Every course at the university, beyond the survey level, comes with a set of assumptions. Those in a physics course are less controversial than those in Gender and Politics--unless the topic up for discussion is climatology, in which case the right-wingers "question" the validity both of radiative balance and of using digital, automatic computers (as opposed to the old-fashioned human kind) to do calculations--but they're there. Should each semester's physics course cover modern philosophy of science, disputes over foundations of e.g. statisical mechanics and quantum physics, and additionally the probably mal fide right-wing misgivings about digital computers?
Horowitz worries about students being indoctrinated with "infantile leftism"--and were that happening, it ought to be worrisome--but he misses his own infantilizing assumptions:
- Students cannot assume things that, strictly speaking, are not true, like the Second Law of Thermodynamics or the social construction of gender, for the sake of exploring an idea without coming to mistake these assumptions for truths.
- Without being told that an opinion is opinion, students will mistake it for fact.
- Students will not know that foundational issues, such as the social construction of gender, are in dispute unless they are explicitly told so in their classes and will not locate the opposing views unless these are presented by their professors.
Horowitz is an anti-intellectual gadfly, but one whose rhetoric is tuned to provoke legislative interference in the curriculum. We do need more policing of intellectual standards at our universities, and to say "no more" to studies departments which become havens for those whose approach to the liberal arts is ideological. But not by the legislature, and not for the reasons Horowitz emphasizes. To invoke Barzun, there ought to be no room for merely laying a sieve over a problem and reporting on what comes through. The trouble with Marxism, gender feminism, and the like is that they are mechanistic.
And that's the problem with Horowitz, too. He lays a sieve over a syllabus and sees what comes through. All too often, he reports artifacts of his methodology as though they were genuine phenomena. Two years ago, graduate student Sung Ohm emphasized dialectal and critical reading in his English 101 syllabus, but because the reading list was radical left, the course must have been, lack of evidence be damned, an attempt at indoctrination wherein students will be graded based on their demonstrated acceptance of the ideas presented in the course reading.
Evan Lisull of The Desert Lamp did some digging and reveals Horowitz's criticism of at least one other syllabus to miss the point.
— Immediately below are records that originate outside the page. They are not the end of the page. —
PR #5567, opened 2021-02-16
ipaserver: don't ignore zonemgr option on install

antoniotorresm:
Fix zonemgr option in ipaserver install being
ignored because of an incorrect condition.

Fixes: https://pagure.io/freeipa/issue/8718

### DIFF
--- a/ipaserver/install/bindinstance.py
+++ b/ipaserver/install/bindinstance.py
@@ -355,7 +355,7 @@ def add_zone(name, zonemgr=None, dns_backup=None, ns_hostname=None,
         else:
             update_policy = get_dns_forward_zone_update_policy(api.env.realm)
 
-    if zonemgr is None:
+    if not zonemgr:
         zonemgr = 'hostmaster.%s' % name
 
     if ns_hostname:
@@ -682,7 +682,7 @@ class BindInstance(service.Service):
         self.forward_policy = forward_policy
         self.reverse_zones = reverse_zones
 
-        if zonemgr is not None:
+        if not zonemgr:
             self.zonemgr = 'hostmaster.%s' % normalize_zone(self.domain)
         else:
             self.zonemgr = normalize_zonemgr(zonemgr)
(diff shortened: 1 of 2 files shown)


abbra:
Thanks for the PR. Please clone the bug to a Pagure ticket and reference it in the commit message.
Your test failed because there is already master installed by the previous test. Since all you change in that installation is a zone manager email, please merge your test into the previous test instead of creating a separate one.

ipaserver/install/bindinstance.py
```diff
@@ -682,7 +682,7 @@ def setup(self, fqdn, ip_addresses, realm_name, domain_name, forwarders,
         self.forward_policy = forward_policy
         self.reverse_zones = reverse_zones
 
-        if zonemgr is not None:
+        if zonemgr is None:
```
flo-renaud, line 685: I would rather write `if not zonemgr:` as this would also cover the case where the user provided an empty string with `--zonemgr ""`.

antoniotorresm: OK. I also changed another occurrence in a method above.

flo-renaud:
LGTM, you can remove the temp commit. For the record, successful test [report](http://freeipa-org-pr-ci.s3-website.eu-central-1.amazonaws.com/jobs/6f2ff25a-72a0-11eb-b7e6-fa163e45d937/report.html)

Can you also fix the ipatests commit msg in order to mention the pagure ticket instead of the BZ? Thx

flo-renaud:
@antoniotorresm thanks for the update. ACK for when PRCI completes

flo-renaud:
@antoniotorresm the PR doesn't request any backport but I guess the fix should also go to ipa-4-9 branch, right? If that's the intent, please add ipa-4-9 label to mark for a backport.

flo-renaud:
master:

* 04e57e6fd42b5d21905b6a9d79deff72f10acd06 ipaserver: don't ignore zonemgr option on install
* 4fc1e15c7c7bd86355f084fd303a41e8c669402a ipatests: check that zonemgr is set correctly during server install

Horowitz cries "bias!"--as if it's a bad thing for professors to have opinions--and makes believe that students will be indoctrinated because a course includes an introduction to Marxism, when he should question whether Marx merits inclusion and why certain other thinkers are omitted. Marxism! Bad! Infantile leftism! Must...slander...professor!
Horowitz supports equal time, but he's not showing us academic types how that would work. I think it's safe to assume that the probability Horowitz will tonight present Kalafut's opposing view--that Horowitz's criticisms are misplaced and amount to anti-intellectual slander--is very close to zero.